_Given records_:
PR #5431, opened 2023-11-23
adds few fixes for databricks/sparksql

markbaas:
Following sql was causing parse errors:

```
CREATE TABLE alembic_version (
    version_num STRING NOT NULL,
    CONSTRAINT alembic_version_pkc PRIMARY KEY (version_num)
) USING DELTA;
```

This was fixed by setting sparksql to use the unused createtable implementation. There was a slight error there, that I also fixed. Now it works great.

Another parse error was with an update statement without where clause:

```
UPDATE table1
SET col1= 0
```

This was fixed by making the where clause optional.

Let me know what you think of it.


greg-finley (approved):
Thanks!

PR #431, opened 2015-02-21
Fixing multi-labels for Adam: fixture object

azaroth42:
Added fixture 40, with multiple labels in metadata. Used as validation test for the validator.


azaroth42:
Fixed multiple sequences to actually have the external sequence! @zimeon

PR #497, opened 2015-07-07
470 semver

### LINKED ISSUE #470: [Meta] Clarify understanding of SemVer requirements
From #425, we need to be clearer in our understanding of the Semantic Versioning requirements, with respect to what is a backwards incompatible (breaking) change.

In particular, the question has arisen as to whether a new requirement at a minor level is a breaking change, because a server that was (e.g.) level 2 compliant and does not implement the new requirement, suddenly is not level 2 compliant.  This may be an unintended side effect of levels only being versioned at the major level.

azaroth42:
Closes #470 

(Can go straight to master as SemVer and Notes are not subject to versioning)


source/api/annex/notes/scheduled-changes.md
```diff
@@ -0,0 +1,19 @@
...
+
+# Introduction
+
+This document records scheduled changes that are intended to be made in the future, but must wait for new major releases as they're backwards incompatible.
+
+# Image API
+
+* Require support for the `square` region at compliance level 1.
+* Clarify that height and width are for calculating aspect ratio only, as there is no 'source' image.
+
```
jpstroop: I wonder if it's worth adding links to the relevant Github issues for each of the bullets? I recognize that this is a deeper view into our process than we'd probably want to publish most of the time, but in this case there's a conversation/rationale that supports each item and I think that should be surfaced somehow.

azaroth42: I considered it.  Transparency is good, getting to be part of the process is good ... but not sure if this is too much sausage making? We can put them in, and take them out if it's too weird ... or we can put them in with a subsequent PR.

Issue #478, opened 2015-06-08
Deprecate pct: syntax


jpstroop:
What does it get us? You have to get the info.json to know the size to calculate the percentage anyway, and clients may use different decimal precision which is bad for caches. Could note that is is deprecated in 2.1 for exclusion in 3.0

azaroth42:
Discuss in Princeton at Eds' meeting.

azaroth42:
Eds agree. Deprecation warnings added to spec in 2.1; @jpstroop to send email to iiif-discuss to seek objections.

jpstroop:
https://groups.google.com/d/msg/iiif-discuss/CkYj3vjse5Y/Qo6MQ9swr28J

azaroth42:
For 10/7 call, I propose to remove deprecation warnings. The use cases in the discussion linked are convincing to me at least :)

zimeon:
Editors agree: remove deprecation warning from 2.1, revisit for 3.0 based on additional experience

jpstroop:
Note also that the size `pct` syntax is required for level 1, but the region `pct` syntax is only required for level 2. I'd support making it all level2 or greater.

robcast:
I think we should split this issue as using `pct` for size or for region are very different issues.

Using `pct` for size does not seem to make much sense to me as I have to know the size of the image on the server to know what size I'll get. If I know the size already I can just do the multiplication myself and use an absolute size.

Using `pct` for a region is an important feature because it is the only way to specify an image region without knowing the absolute image size. 

I think having a relative measure like `pct` is important for image annotations or other uses where a region gets saved separate from the original image because with the relative measure the region can be reconstructed even if the image resolution changes. (Another way would be to save the size of the original image with the reference... I'll need to talk to the annotation people about that idea.)

jpstroop:
@IIIF/editors propose: move all `pct` requirements to level 2.

jpstroop:
Closed with f89824768c917d4956f8460a21cf1d764cac4f00

zimeon:
Noting use of `pct:` in Wikidata: https://www.wikidata.org/wiki/Property:P2677

PR #567, opened 2015-10-08
closes #566; closes #565; closes #564; closes #560; closes #556; ...

### LINKED ISSUE #556: Clarify context link header for info.json
That it should be returned whenever the application/json media type is used, not when the ld+json media type is requested in Accept.

### LINKED ISSUE #560: Clarify canonical syntax for square
pixel region or just "square"?

"square" is not as precise as "full", so even though both are shorthand for something that could be expressed as pixels, the fact that it's up to the server to decide what square you'll get makes me feel like it should be the pixel region--this also means that if you don't like the square you got, you _could_ adjust it without getting the info.json.

### LINKED ISSUE #564: Kill Image API section 8.1
[It's just 8.](http://image-21.iiif.io/api/image/2.1/#introduction-1)

### LINKED ISSUE #565: URI template parameters table should mention both host and port?
Maybe the table that lists some of the parameters for the URI template should mention that the server parameter can include both host and port? Small clarification.

https://github.com/IIIF/iiif.io/blob/ca22d7fd669e7bc1ef4c56e24d829eb58255ac9b/source/api/image/2.0/index.md#2-uri-syntax

### LINKED ISSUE #566: Use full URI template instead of base_url parameter
It would be clearer if the spec used the full URI template instead of using a "base_url" parameter in: "The full URL for an image with “default” quality in “jpg” format would be: {base_url}/{identifier}/full/{width},{height}/0/default.jpg"

This appears to be the only place base_url is used and it does not seem to be defined anywhere.

https://github.com/IIIF/iiif.io/blob/ca22d7fd669e7bc1ef4c56e24d829eb58255ac9b/source/api/image/2.0/index.md#51-image-information

azaroth42:
Also removes deprecation warning -- defers #478

### DIFF
--- a/source/api/image/2.1/index.md
+++ b/source/api/image/2.1/index.md
@@ -7,7 +7,7 @@ tags: [specifications, image-api]
 major: 2
 minor: 1
 patch: 0
-pre: final
+pre: draft2
 ---
 
 ## Status of this Document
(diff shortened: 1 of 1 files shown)


source/api/image/2.1/index.md
```diff
@@ -813,6 +794,7 @@ Early sanity checking of URIs (lengths, trailing GET, invalid characters, out-of
   * For use cases that enable the saving of the image, it is _RECOMMENDED_ to use the HTTP `Content-Disposition` header ([RFC6266][rfc-6266]) to provide a convenient filename that distinguishes the image, based on the identifier and parameters provided.
   * This specification makes no assertion about the rights status of requested images or any other descriptive metadata, whether or not authentication has been accomplished. Please see the [IIIF Presentation API][prezi-api] for rights and other information.
   * Additional [Apache HTTP Server implementation notes][apache-notes] are available.
+  * Linked data implementations may construct the info.json response using the frame supplied in the [JSON-LD framing implementation note][annex-frames].
```
jpstroop: :+1:

PR #573, opened 2015-10-13
Add Universal Viewer event to Ghent for Friday

tomcrane:
There is no Eventbrite mini-event for this. I'm not sure if there needs to be or if it's part of the Unconference.


azaroth42:
Let's make a mini-event for it. Not sure what will happen with people who have already registered tho? I guess they can make changes?  Should we wait to merge for that update?

tomcrane:
Can we synchronise (ish) merging/depolying with updating the EventBrite listing? Is that possible? I guess the eventBrite should be live before this PR.

zimeon:
It seems that this is not listed in the eventbrite https://iiif-winter-2015.eventbrite.com/ so shouldn't merge yet. Who is on the hook for the eventbrite update??

blalbrit:
Eventbrite is updated. Please confirm that it looks good and then merge away.

zimeon:
There is no "more info" link on the UV entry on the eventbrite menu but that isn't a showstopper. The details are still there lower on the page. Will merge.

zimeon:
Looks good: <http://iiif.io/event/2015/ghent.html#universal-viewer-and-manifesto>

blalbrit:
Thanks for catching that "more info" bit - fixed.

zimeon:
'tis beautiful @blalbrit . All done I think.

PR #574, opened 2015-10-15
[DO NOT MERGE] image-21 to master?

jpstroop:
_In theory_ nothing here should break existing specs, and at this point it seems odd to be pointing an increasing number of people to a branch. 

Better, I think, to merge this in, and add the w3c-style WIP warning at the top, [similar to what we've done with auth](http://iiif.io/api/auth/0.9/).

If we get a quorum of :+1:s I volunteer to do the merge / rebase and add the warning.


jpstroop:
Oops, had the branches reversed...I'll come back

PR #575, opened 2015-10-15
[DO NOT MERGE] Image 21

jpstroop:
For real this time... _In theory_ nothing here should break existing specs, and at this point it seems odd to be pointing an increasing number of people to a branch. 

Better, I think, to merge this in, and add the w3c-style WIP warning at the top, [similar to what we've done with auth](http://iiif.io/api/auth/0.9/).

If we get a quorum of :+1:s I volunteer to do the merge / rebase and add the warning.


zimeon:
I agree that as soon as we have draft/beta versions that get announced on iiif-discusss for general comment, they should be up on the main site with the large beta warning (in the same way as [auth](http://iiif.io/api/auth/0.9/)). So :+1:

jpstroop:
Any more :+1: s?

azaroth42:
source/api/image/2.1/authentication.md and its referenced images should be
deleted, no?

jpstroop:
Yup, that would be a part of the merge.

There are some other Image-21 branches (`-clean`, `-524`). Are those anything? Can they be wiped out?

jpstroop:
Closing in favor of #576

Issue #579, opened 2015-10-23
Move Framing/Compaction to implementation note


azaroth42:
The last paragraph of 4.2 in Prezi 2.1 discusses @graph, which can trivially be removed using JSON-LD compaction and/or framing.  This is an implementation detail and thus should be in an implementation note, rather than the main text of the spec.

zimeon:
Change to remove discussion of @graph looks good

Issue #578, opened 2015-10-23
Prezi recommends context link header incorrectly


azaroth42:
As per image discussion, the presentation API should not recommend returning the context in the link header, as it MUST be ignored anyway due to potential for conflict with @context in the representation.

Proposal: Delete from "If the regular " down to the end of the following example from section 4.2

zimeon:
Corresponding change in image api was discussed in #556 in changed commit 87571a8. Agree change for this issue is good.

Issue #554, opened 2015-09-16
Clarify @context can be array


azaroth42:
To allow extensions to actually be semantic, rather than implementations dropping the information when they're not resolved by the context.  The specification currently suggests that it needs to be in the encapsulating object, but this doesn't take into account that the extension may be at the Manifest level.

Action is to update the contexts section with more coherent description:
http://iiif.io/api/presentation/2.0/#linked-data-context-and-extensions

zimeon:
Example of array at end of 4.3.5 is missing closing square bracket, and closing brace is italics

zimeon:
Otherwise, :+1: for text

azaroth42:
Fixed ] in https://github.com/IIIF/iiif.io/commit/97a24e64784265f623911e7f956db0f2b8ed61f6

zimeon:
:+1:

Issue #541, opened 2015-08-03
Clarify 8.2 regarding retrieval of Layers


azaroth42:
More than one sentence needed regarding how to dereference Layers.

azaroth42:
in the same way as a they are  --> delete "a"

zimeon:
Eds meeting: agree good (modulo minor typo)

zimeon:
Typo fixed, :+1:

PR #580, opened 2015-10-23
Prezi 21 clean

azaroth42:
Add Presentation 2.1 to master after fixing all the issues.


zimeon:
Have gone though #579, #578, #554, #541, #540, #539, #537, #533 and I think this is ready to merge... which I see @jpstroop just did

Issue #524, opened 2015-07-27
Update image service example to use auth


azaroth42:
... once we have a more solid auth spec.

azaroth42:
Include merging 8.1 into 8. unless there's additional structure needed.

zimeon:
Perhaps greatest clarity would be to add another service example, using the auth service, into section 8. 

+1 to merging 8.1 into 8

jpstroop:
+1

azaroth42:
Blocked by #570.

PR #583, opened 2015-10-23
Add @context; Closes #570

### LINKED ISSUE #570: Auth spec does not mention @context
The Auth spec can be used for both image and presentation metadata, and hence is its own separate API.  However it doesn't have any mention of @context.  Surely it needs it?

I was going to fix #524 but I think we need to discuss.

azaroth42:
Unblocks #524 but pushes auth to 0.9.1


azaroth42:
Only needed in login, closing to fix.

PR #584, opened 2015-10-23
Auth context

azaroth42:
Re-opening after fixing text


azaroth42:
Not happy with process, need a change-log etc.

PR #586, opened 2015-10-23
Remove draft dates except for current date, closes #585

### LINKED ISSUE #585: Drafts should not have entries in change-logs
As they meaninglessly expose internal milestones, rather than actual specification delivery dates.  They should be deleted out of image and presentation API changelog appendices.

For currently draft specs, the most recent date can be added but only the final date should be present by the end of the process.

zimeon:


azaroth42:
:+1:

PR #605, opened 2015-11-12
Add Cogapp and Qatar National Library to the institutions.yml file

andyc-cogapp:
We are actively using IIIF and part of the bi-weekly calls, we'd like to be listed. We helped the Qatar National Library implement IIIF for their digital library http://www.qdl.qa/en.


azaroth42:
:+1:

_Task to complete_:
For this task, copy every line of the material in which "service" appears.

_Finished task_:
Update image service example to use auth
Perhaps greatest clarity would be to add another service example, using the auth service, into section 8. 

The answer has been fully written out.